Task item: A word-for-word transcript of every entry is required.

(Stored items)
• • • • •
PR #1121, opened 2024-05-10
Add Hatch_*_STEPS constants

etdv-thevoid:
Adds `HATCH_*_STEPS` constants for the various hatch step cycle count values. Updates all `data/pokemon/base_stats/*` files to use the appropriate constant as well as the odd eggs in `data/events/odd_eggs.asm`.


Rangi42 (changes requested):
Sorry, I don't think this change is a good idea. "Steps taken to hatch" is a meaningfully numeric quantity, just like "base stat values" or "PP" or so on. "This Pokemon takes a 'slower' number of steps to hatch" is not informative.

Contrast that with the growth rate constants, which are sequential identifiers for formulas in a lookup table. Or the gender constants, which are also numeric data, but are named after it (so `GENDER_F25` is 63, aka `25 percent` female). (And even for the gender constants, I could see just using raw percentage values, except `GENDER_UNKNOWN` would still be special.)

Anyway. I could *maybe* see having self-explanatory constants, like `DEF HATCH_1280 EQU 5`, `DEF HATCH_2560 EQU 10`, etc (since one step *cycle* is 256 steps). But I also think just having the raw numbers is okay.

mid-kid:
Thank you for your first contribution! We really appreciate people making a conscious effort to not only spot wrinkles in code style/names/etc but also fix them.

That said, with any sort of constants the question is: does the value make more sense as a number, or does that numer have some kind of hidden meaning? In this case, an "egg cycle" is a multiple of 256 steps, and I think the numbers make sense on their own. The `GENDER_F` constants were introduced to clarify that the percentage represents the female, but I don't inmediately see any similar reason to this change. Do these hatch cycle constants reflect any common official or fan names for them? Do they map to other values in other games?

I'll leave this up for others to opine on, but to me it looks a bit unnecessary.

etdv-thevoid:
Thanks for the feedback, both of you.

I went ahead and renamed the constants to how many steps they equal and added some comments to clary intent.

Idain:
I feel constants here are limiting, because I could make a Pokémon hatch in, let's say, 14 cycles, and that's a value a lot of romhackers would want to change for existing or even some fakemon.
• • • • •
Written answer:
PR #1121, opened 2024-05-10
Add Hatch_*_STEPS constants

etdv-thevoid:
Adds `HATCH_*_STEPS` constants for the various hatch step cycle count values. Updates all `data/pokemon/base_stats/*` files to use the appropriate constant as well as the odd eggs in `data/events/odd_eggs.asm`.


Rangi42 (changes requested):
Sorry, I don't think this change is a good idea. "Steps taken to hatch" is a meaningfully numeric quantity, just like "base stat values" or "PP" or so on. "This Pokemon takes a 'slower' number of steps to hatch" is not informative.

Contrast that with the growth rate constants, which are sequential identifiers for formulas in a lookup table. Or the gender constants, which are also numeric data, but are named after it (so `GENDER_F25` is 63, aka `25 percent` female). (And even for the gender constants, I could see just using raw percentage values, except `GENDER_UNKNOWN` would still be special.)

Anyway. I could *maybe* see having self-explanatory constants, like `DEF HATCH_1280 EQU 5`, `DEF HATCH_2560 EQU 10`, etc (since one step *cycle* is 256 steps). But I also think just having the raw numbers is okay.

mid-kid:
Thank you for your first contribution! We really appreciate people making a conscious effort to not only spot wrinkles in code style/names/etc but also fix them.

That said, with any sort of constants the question is: does the value make more sense as a number, or does that numer have some kind of hidden meaning? In this case, an "egg cycle" is a multiple of 256 steps, and I think the numbers make sense on their own. The `GENDER_F` constants were introduced to clarify that the percentage represents the female, but I don't inmediately see any similar reason to this change. Do these hatch cycle constants reflect any common official or fan names for them? Do they map to other values in other games?

I'll leave this up for others to opine on, but to me it looks a bit unnecessary.

etdv-thevoid:
Thanks for the feedback, both of you.

I went ahead and renamed the constants to how many steps they equal and added some comments to clary intent.

Idain:
I feel constants here are limiting, because I could make a Pokémon hatch in, let's say, 14 cycles, and that's a value a lot of romhackers would want to change for existing or even some fakemon.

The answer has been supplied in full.